The only thing unprecedented about the current political situation is that a party can have both houses of congress, the presidency and the media under its control and yet still have ideas that are so bad they can’t even get them brought to the floor for debate without bribing senators in their own party with taxpayer money.

All of this does not belong on this forum but when the government is invading every area of life there is no where to escape it and I do not intend to be silent as the Republic is assaulted no matter the forum and no matter the opposition. The least I can do is speak out against those who would make a serf of me and my descendants in the name of social justice or whatever moniker tyranny has chosen to don in its current incarnation.

You’re right, that’s clearly not possible, because if he were so far outside the mainstream, we’d be talking about President McCain right now.

Again you make a totally unfounded assumption that it would be a huge boon for Obama to get what he wants. If your kid wants to eat nothing but ice cream and spend all of your money on video games would it be a boon to him? Would it not be equally likely that Obama’s presidency would be more of a failure were he to pass a bill that is widely despised and, for sake of this argument, an obvious failure? Jimmy Carter certainly did not benefit from his gas rationing plan being implemented… nor did the country. Just because the partisan media would laud Obama he would not be insulated from the wrath of the public. Would it not inflame the opposition to go out and vote in even larger numbers to repeal it?

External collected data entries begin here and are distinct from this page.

PR #27899, opened 2025-08-13
feat(qc): implement query arg conversions

jacek-prisma:
[ORM-1327](https://linear.app/prisma-company/issue/ORM-1327/implement-conversions-for-query-arguments)


packages/adapter-mssql/src/conversion.ts
```diff
@@ -83,41 +83,128 @@ export function mapIsolationLevel(level: IsolationLevel): sql.IIsolationLevel {
   }
 }
 
-export function mapArg(arg: unknown): unknown {
-  if (arg instanceof Uint8Array) {
-    return Buffer.from(arg)
+export function mapArg<A>(arg: A | BigInt | Date, argType: ArgType): null | number | BigInt | string | Uint8Array | A {
+  if (arg === null) {
```
aqrln, line 87: should the type of `arg` also include `| null`?

jacek-prisma: the point of the union type on the `arg` in all of the `mapArg` functions is just to make it possible to assign another type to it that is not A because it's sometimes convenient, it's not meant to represent the allowed input types

jacek-prisma: I can update them to have all the types we explicitly handle but I am not sure if that's useful because it doesn't really help with type safety much

aqrln (approved):

PR #27905, opened 2025-08-14
fix(client): use `customDataProxyFetch` correctly

aqrln:
1. Revert a previous incorrect change: `customDataProxyFetch` is a decorator and not the `fetch` function itself.
2. Make sure we only use the subset of the fetch API supported by the Accelerate extension.

Closes: https://linear.app/prisma-company/issue/ORM-1353/make-sure-customdataproxyfetch-is-used
Closes: https://linear.app/prisma-company/issue/ORM-1354/fix-accelerate-caching-tests

### DIFF
--- a/packages/client/src/runtime/core/engines/common/Engine.ts
+++ b/packages/client/src/runtime/core/engines/common/Engine.ts
@@ -38,35 +38,30 @@ export type GraphQLQuery = {
 }
 
 /**
- * Custom fetch function for `DataProxyEngine`.
+ * A stripped down interface of `fetch` that `@prisma/extension-accelerate`
+ * relies on. It must be in sync with the corresponding definition in the
+ * Accelerate extension.
  *
- * We can't use the actual type of `globalThis.fetch` because this will result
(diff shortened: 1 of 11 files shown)


packages/client/src/runtime/core/engines/common/Engine.ts
```diff
@@ -38,43 +38,33 @@ export type GraphQLQuery = {
...
- *
- * Since `@prisma/extension-accelerate` redefines the type of
- * `__internalParams.customDataProxyFetch` to its own type anyway (probably for
- * exactly this reason), our definition is never actually used and is completely
- * ignored, so it doesn't matter, and we can just use `unknown` as the type of
- * `fetch` here.
+ * This is the actual interface exposed by the extension. We can't use the
+ * custom fetch function provided by it as normal fetch because the API is
+ * different. Notably, `headers` must be an object and not a `Headers`
+ * instance, and `url` must be a `string` and not a `URL`.
```
ellotheth, line 48: 😱 😭 🫠

jacek-prisma (approved):

PR #27906, opened 2025-08-15
fix(qc): avoid exposing a transaction closing error

jacek-prisma:
[ORM-1355](https://linear.app/prisma-company/issue/ORM-1355/do-not-expose-transactionclosingerror-to-users)

Instead of exposing the closing error directly, we await the close and propagate a nicer error.

### DIFF
--- a/packages/client-engine-runtime/src/transaction-manager/transaction-manager.test.ts
+++ b/packages/client-engine-runtime/src/transaction-manager/transaction-manager.test.ts
@@ -1,3 +1,5 @@
+import timers from 'node:timers/promises'
+
 import type { SqlDriverAdapter, SqlQuery, SqlResultSet, Transaction } from '@prisma/driver-adapter-utils'
 import { ok } from '@prisma/driver-adapter-utils'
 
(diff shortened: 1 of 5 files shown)


packages/client-engine-runtime/src/transaction-manager/transaction-manager.test.ts
```diff
@@ -141,9 +141,47 @@ test('getTransaction works while being rolled back', async () => {
...
+  const driverAdapter = new MockDriverAdapter()
+  const timeout = 200
+  const rollbackDelay = 200
+
+  driverAdapter.rollbackMock = jest.fn().mockImplementation(() => {
+    return new Promise((resolve) => {
+      setTimeout(() => {
+        resolve(undefined)
+      }, rollbackDelay)
+    })
```
aqrln: nit: you can
```ts
import timers from 'node:timers/promises`
```
and then replace this with
```suggestion
    return timers.setTimeout(rollbackDelay)
```

aqrln (approved):

packages/client-engine-runtime/src/transaction-manager/transaction-manager.test.ts
jacek-prisma: updated

PR #27907, opened 2025-08-15
feat(qc): always attach error listeners on drivers

jacek-prisma:
[ORM-1234](https://linear.app/prisma-company/issue/ORM-1234/add-missing-event-emitter-error-handlers)

### DIFF
--- a/packages/adapter-mariadb/src/mariadb.ts
+++ b/packages/adapter-mariadb/src/mariadb.ts
@@ -130,7 +130,7 @@ export class PrismaMariaDbAdapter extends MariaDbQueryable<mariadb.Pool> impleme
 
     const conn = await this.client.getConnection().catch((error) => onError(error))
     conn.on('error', (err: mariadb.SqlError) => {
-      debug(`Error from connection: %O`, err)
+      debug(`Error from connection: ${err.message} %O`, err)
       this.options?.onConnectionError?.(err)
     })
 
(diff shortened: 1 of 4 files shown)


packages/adapter-mariadb/src/mariadb.ts
```diff
@@ -128,6 +129,10 @@ export class PrismaMariaDbAdapter extends MariaDbQueryable<mariadb.Pool> impleme
     debug('%s options: %O', tag, options)
 
     const conn = await this.client.getConnection().catch((error) => onError(error))
+    conn.on('error', (err: mariadb.SqlError) => {
+      debug(`Error from connection: ${err.message} %O`, err)
```
aqrln, line 133: Doesn't pretty-printing an error object with `%O` print its error message anyway? If not, it's probably better to use `%s` instead of interpolating `err.message` so we don't need to construct a new string when debug logs are disabled.

jacek-prisma: I just copied the existing debug line from `pg` here, I suppose it might be best to update both to just use %O

jacek-prisma: I've checked and the %O format doesn't always have the error message

jacek-prisma: I think we should keep it like this

aqrln (approved):

PR #27923, opened 2025-08-18
perf(size): remove all raw wasm binaries from `@prisma/client`

aqrln:
This change removes all raw wasm binaries from `@prisma/client` package
and only leaves the base64 encoded bundles which are used by the
generated client at run time (or at application-side bundling time) when
using the new `prisma-client` generator and generating code for
Node.js-like environments.

When generating a `prisma-client` client for edge runtimes or always
with `prisma-client-js`, we don't use the base64 bundles and need to
copy the raw wasm files to the generated client directory.

`prisma-client` generator copies the raw wasm files from the CLI
package, since it can only be used via the CLI and doesn't require the
`@prisma/client` package to be installed at generation time.

Conversely, `prisma-client-js` generator relies on the `@prisma/client`
package to be available at generation time, and in fact can be used
without the CLI at all, since it is also shipped as part of the 
`@prisma/client` package for legacy reasons. Therefore, it doesn't have
anywhere to copy the raw wasm files from but instead has access to the
base64 bundles, so it loads and decodes them at generation time and
writes the decoded wasm files to the generated client directory.

Closes: https://linear.app/prisma-company/issue/ORM-1292/querycompiler-investigate-too-many-wasm-binaries-in-node-modules

### DIFF
--- a/packages/cli/helpers/build.ts
+++ b/packages/cli/helpers/build.ts
@@ -63,14 +63,26 @@ const cliLifecyclePlugin: esbuild.Plugin = {
 }
 
 async function copyClientWasmRuntime() {
-  const clientRuntimePath = path.join(__dirname, '..', '..', 'client', 'runtime')
+  const clientPath = path.join(__dirname, '..', '..', 'client')
+  const clientRuntimePath = path.join(clientPath, 'runtime')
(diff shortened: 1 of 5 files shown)


jacek-prisma:
@aqrln lots of tests fail complaining about missing wasm

jacek-prisma (approved):

jkomyno (approved):

PR #27927, opened 2025-08-19
fix(qc): fix mariadb data encoding issues

jacek-prisma:
[ORM-1359](https://linear.app/prisma-company/issue/ORM-1359/run-qe-tests-against-mariadb-with-relationjoins)

See https://github.com/prisma/prisma-engines/pull/5600 for details.

Extra addition:
- changed date output date encoding for consistency with other drivers, covered with a test added in the engines PR

### DIFF
--- a/packages/client-engine-runtime/src/interpreter/data-mapper.ts
+++ b/packages/client-engine-runtime/src/interpreter/data-mapper.ts
@@ -247,7 +247,7 @@ function mapValue(
               `Expected a base64-encoded byte array in column '${columnName}', got ${typeof value}: ${value}`,
             )
           }
-          return { $type: 'Bytes', value: value.replace('\n', '') }
+          return { $type: 'Bytes', value }
 
         case 'hex':
           if (typeof value !== 'string' || !value.startsWith('\\x')) {
--- a/packages/client-engine-runtime/src/interpreter/data-mapper.ts
+++ b/packages/client-engine-runtime/src/interpreter/data-mapper.ts
@@ -240,19 +240,36 @@ function mapValue(
     }
 
     case 'bytes': {
-      if (typeof value === 'string' && value.startsWith('\\x')) {
-        // Postgres bytea hex format. We have to handle it here and not only in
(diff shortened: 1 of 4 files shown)


packages/client-engine-runtime/src/interpreter/data-mapper.ts
```diff
@@ -240,19 +240,36 @@ function mapValue(
...
-      if (value instanceof Uint8Array) {
-        return { $type: 'Bytes', value: Buffer.from(value).toString('base64') }
+      switch (scalarType.encoding) {
+        case 'base64':
+          if (typeof value !== 'string') {
+            throw new DataMapperError(
+              `Expected a base64-encoded byte array in column '${columnName}', got ${typeof value}: ${value}`,
+            )
+          }
+          return { $type: 'Bytes', value: value.replace('\n', '') }
```
aqrln: Why is this necessary? I thought base64 decoding in `Buffer` skips any whitespace

jacek-prisma: it does, but the database returns newlines in the string and we don't use `Buffer.from` here, which results in a discrepancy in the test snapshot

jacek-prisma: we could maybe roundtrip it through Buffer.from in `normalizeTaggedValue`

aqrln: Is that test snapshot on the engine side or on the client side? I'd rather do this replacement in https://github.com/prisma/prisma/blob/d95f8a63128196d85e6a004c0db46b26c4335b4c/packages/client-engine-runtime/src/json-protocol.ts#L85-L86 if possible so we don't need to pay the cost of it in the client outside of tests (this is technically also used by QPE for Accelerate in addition to the QC test executor in prisma-engines by I think that's fine)

jacek-prisma: done @aqrln

aqrln (approved):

I guess maybe the difference in how we are looking at this is definitional. If you define getting a president’s plan passed as success for him regardless of the consequences then you might be right. If you have any more objective definition of a successful presidency then I don’t think you would be correct in how you have phrased things…

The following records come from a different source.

PR #27939, opened 2025-08-20
test(qc): remove test failure lists

jacek-prisma:
Removes the QC failure lists and related code


packages/adapter-pg/src/pg.ts
```diff
@@ -41,6 +41,7 @@ class PgQueryable<ClientT extends StdClient | TransactionClient> implements SqlQ
     debug(`${tag} %O`, query)
 
     const { fields, rows } = await this.performIO(query)
+    debug(`${tag} rows: %O`, rows)
```
aqrln: intentional?

jacek-prisma: oops, leftover from something else

packages/client/helpers/functional-test/run-tests.ts
```diff
@@ -35,8 +35,6 @@ const jestArgs = {
   // Use this flag to show full diffs and errors instead of a patch.
   '--expand': Boolean,
   '-e': '--expand',
-  // Create json test report -a lso see --outputFile.
-  '--json': Boolean,
```
aqrln: I think it's fine to leave this but no strong opinion

packages/adapter-pg/src/pg.ts
jacek-prisma: removed it

packages/client/helpers/functional-test/run-tests.ts
jacek-prisma: added it back

aqrln (approved):

PR #27941, opened 2025-08-20
feat(qc): accept a udt parser for pg

jacek-prisma:
[ORM-1356](https://linear.app/prisma-company/issue/ORM-1356/fix-enum-arrays-in-query-raw)

Allows users to specify a custom parser for user-defined types. The parser is only used if all 3 are true:
- the parser is present
- the field type has an OID that falls within the standard postgres range for user-defined types
- the field type has an OID we have no custom parser for

One of the tests demonstrates its usage with enum arrays.


aqrln (approved):
LGTM. This needs documentation, maybe even a guide in the docs.

aqrln:
@jacek-prisma there are errors on CI:

```
    PrismaClientConstructorValidationError: "adapter" property can only be provided to PrismaClient constructor when "driverAdapters" preview feature is enabled.
```

aqrln (approved):

PR #27945, opened 2025-08-20
chore(client-generator-ts): Throw complile error for `undefined` in Json Filters

### LINKED ISSUE #25819: Using `undefined` in a JSON filter should be a TypeScript error
## Problem

As per https://github.com/prisma/prisma/issues/7617, using:

```ts
await client.myModel.findMany({
  where: {
    myJsonColumn: {
      path: ['bar'],
      equals: undefined,
    },
  },
})
```

gives an error:

```
Input error. A JSON path cannot be set without a scalar filter.
```

This is a run-time error, hit when executing the code

## Suggested solution

It would be great if attempting to pass `undefined` here instead gives a TS compilation error, so that it's caught at build time, not run-time.

Aijeyomah:
- fixes https://github.com/prisma/prisma/issues/25819

- throw a compile error if `undefined` is passed as a value for JSON filter 

Before:
```
  { path: ['petName'], equals: undefined }  // Throws runtime error
```
```
After:
  { path: ['petName'], equals: undefined }  // now throws compile error
```
Changes:
- Enforce a value for key value types (disallow `undefined`)

**Loom**
https://www.loom.com/share/2fbe50205e31473b8f5b19f41edb6202?sid=f6c56240-5973-450f-b1e4-1cd5799a7b91


Aijeyomah:
@jkomyno could you help review this PR? I tested the changes in `sandbox/my-repro` and things look good on my end.

I need some clarity on how to update the type declaration so the tests under `types/json_filtering_mysql` and `types/json_filtering_postgres` pick up the new types. I went through CONTRIBUTING.md and the testing docs, but I could not find the exact step to refresh the generated client types used by the tsd tests. It still seems to read the old types. Could you point me to the right command or workflow to regenerate the client type declarations that these tsd tests consume? Thanks!

aqrln:
Thanks for the PR @Aijeyomah. Does [`strictUndefinedChecks`](https://www.prisma.io/docs/orm/prisma-client/special-fields-and-types/null-and-undefined#strict-undefined-checks-preview-feature) solve this issue by any chance or is this a completely separate thing that needs to be handled specially?

> I need some clarity on how to update the type declaration so the tests under types/json_filtering_mysql and types/json_filtering_postgres pick up the new types. I went through CONTRIBUTING.md and the testing docs, but I could not find the exact step to refresh the generated client types used by the tsd tests. It still seems to read the old types. Could you point me to the right command or workflow to regenerate the client type declarations that these tsd tests consume? Thanks!

These tests should generate a new client each time you run them so you shouldn't need to do anything special. Make sure to rebuild the generator itself though (run `pnpm -r dev` to build the whole repo).

Aijeyomah:
> Thanks for the PR @Aijeyomah. Does [`strictUndefinedChecks`](https://www.prisma.io/docs/orm/prisma-client/special-fields-and-types/null-and-undefined#strict-undefined-checks-preview-feature) solve this issue by any chance or is this a completely separate thing that needs to be handled specially?
> 
> > I need some clarity on how to update the type declaration so the tests under types/json_filtering_mysql and types/json_filtering_postgres pick up the new types. I went through CONTRIBUTING.md and the testing docs, but I could not find the exact step to refresh the generated client types used by the tsd tests. It still seems to read the old types. Could you point me to the right command or workflow to regenerate the client type declarations that these tsd tests consume? Thanks!
> 
> These tests should generate a new client each time you run them so you shouldn't need to do anything special. Make sure to rebuild the generator itself though (run `pnpm -r dev` to build the whole repo).

Yes, strictUndefinedChecks solves the issue, so there’s no need for a separate change. I’m closing this PR now. Thanks for the guidance!

PR #27948, opened 2025-08-21
feat: add AI safety checks to migration commands

aqrln:
Implement AI safety checks for dangerous CLI commands.

Many stories where people lost their data because an AI agent recklessly decided to drop or reset a production database have been gaining visibility on social media recently.

We should be proactive and implement additional confirmation checks for AI agents that force it to stop and ask the human to review and confirm the action, rather than the agent making the decision.

The list of checks for common AI agents is in no way complete and can be expanded in the future. Some agents (specifically Zed) don't currently provide a way to easily detect them without false positives when using integrated terminal, we should open a feature request.

See [this thread on Slack](https://prisma-company.slack.com/archives/C058VM009HT/p1755724422234739).

### DIFF
--- a/packages/migrate/src/commands/DbDrop.ts
+++ b/packages/migrate/src/commands/DbDrop.ts
@@ -15,6 +15,7 @@ import {
 import { bold, dim, red, yellow } from 'kleur/colors'
 import prompt from 'prompts'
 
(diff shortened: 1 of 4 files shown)


FGoessler (approved):
Nice one! Great prompt imo! 🙌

But separate from that look at your last question… to paraphrase… why would the opposition ever decide not to ruin a president’s agenda if they disagreed with it? Why indeed. That is the whole point of the exercise is it not? You vote your principles and those of your constituents by proxy. Sometimes those align along party lines on fundamental issues. Sometimes they do not on more minor issues or where there is more agreement.

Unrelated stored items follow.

PR #27960, opened 2025-08-22
feat(client-generator-ts): set default "runtime" value based on std-env

jkomyno:
Experiment: let [`unjs/std-env`](https://github.com/unjs/std-env) figure out the default `prisma-client` runtime value if not provided, rather than always default to `nodejs`.

/integration


packages/client-generator-ts/src/runtime-targets.ts
```diff
@@ -49,6 +51,21 @@ function parseRuntimeTarget(target: RuntimeTarget | (string & {})): RuntimeTarge
   }
 }
 
+export function defaultRuntimeTargetFromEnv(): RuntimeTargetInternal {
+  switch (unjsRuntime) {
+    case 'node':
+    case 'bun':
+    case 'deno':
```
aqrln, line 58: Shouldn't we use `deno` in the Deno case?

packages/client-generator-ts/src/runtime-targets.ts
```diff
@@ -49,6 +51,21 @@ function parseRuntimeTarget(target: RuntimeTarget | (string & {})): RuntimeTarge
...
+      return 'nodejs'
+    case 'edge-light':
+      return 'vercel-edge'
+    case 'workerd':
+      return 'workerd'
```
aqrln, line 63: How are these code paths possible? You can't run `prisma generate` in workerd or edge-light. Isn't `std-env/runtime` the runtime in which the code is currently running?

packages/client-generator-ts/src/generator.ts
```diff
@@ -57,7 +57,8 @@ export class PrismaClientTsGenerator implements Generator {
     const outputDir = getOutputPath(options.generator)
     const tsconfig = getTsconfig(outputDir)?.config
 
-    const target = config.runtime !== undefined ? parseRuntimeTargetFromUnknown(config.runtime) : 'nodejs'
+    const target =
+      config.runtime === undefined ? defaultRuntimeTargetFromEnv() : parseRuntimeTargetFromUnknown(config.runtime)
```
bricefriha, line 61: Did you mean to change the indent?

To be fair, it takes more room now that you added `defaultRuntimeTargetFromEnv()`

What I would have done is to break the line at the `?`


```TypeScript
    const target = config.runtime === undefined ?
     defaultRuntimeTargetFromEnv() : parseRuntimeTargetFromUnknown(config.runtime)
```

PS: it really doesn't matter, its the nittiest pick ever 😄

bricefriha:
Looks good, aside from @aqrln 's concerns.
Is there any way to write tests on this?

ineshbose:
Would this be re-targetted for v7?

I was happy that diff between nodejs and workerd generated clients decreased in v7, but I'm still finding minor differences and feel runtime-specific logic isn't great to maintain and maybe Prisma can offload some of that through exports from `std-env` (including `process`, `env`, etc)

The system is made to work on consensus and to keep policies from swinging back and forth too quickly. It is also designed to protect the rights of the minority by providing a means of slowing things down or stopping ideas that are anathema to significant portions of the population that may be less than a majority. The bias in the system is towards inaction because government was seen by the founders as a necessary evil that was to be heavily restrained. Again, when you are trying to decide how much force one group can use against another (which is the definition of government at its base) it was thought to be best to act slowly and deliberately if at all. The other advantage is that people and businesses can plan ahead with some sense of assurance that the rules of the game will not change.

I don’t know if any of this has helped but you picked a hot button issue where the rules of the game are being stressed to their max.

To answer the OP: Compromise, finding common ground, horse-trading, pork, moral appeals, threats, bipartisanship, party unity, arm-twisting, fear of political payback. Some of these are more common than others nowadays, but all have their time and place on Capitol Hill.

Voluble- Come on, this is GQ not GD.

The Great Philosopher- Like Sage Rat mentioned, technically the President doesn’t have much control over Congress. He can twist arms, trade/call in favors, etc., but essentially passing bills is more the job of Congressional leadership.

The Senate is usually the more difficult to get a bill through. There’s the filibuster, of course, but senators can also put holds on things. Senators are also tougher to rein in, representing more people and having more prestige than than the House.

The House is ‘relatively’ easy to get a bill through when you’re the majority; just get a bill that the caucus can get behind. In practice, crafting and getting through compromises is tricky, of course.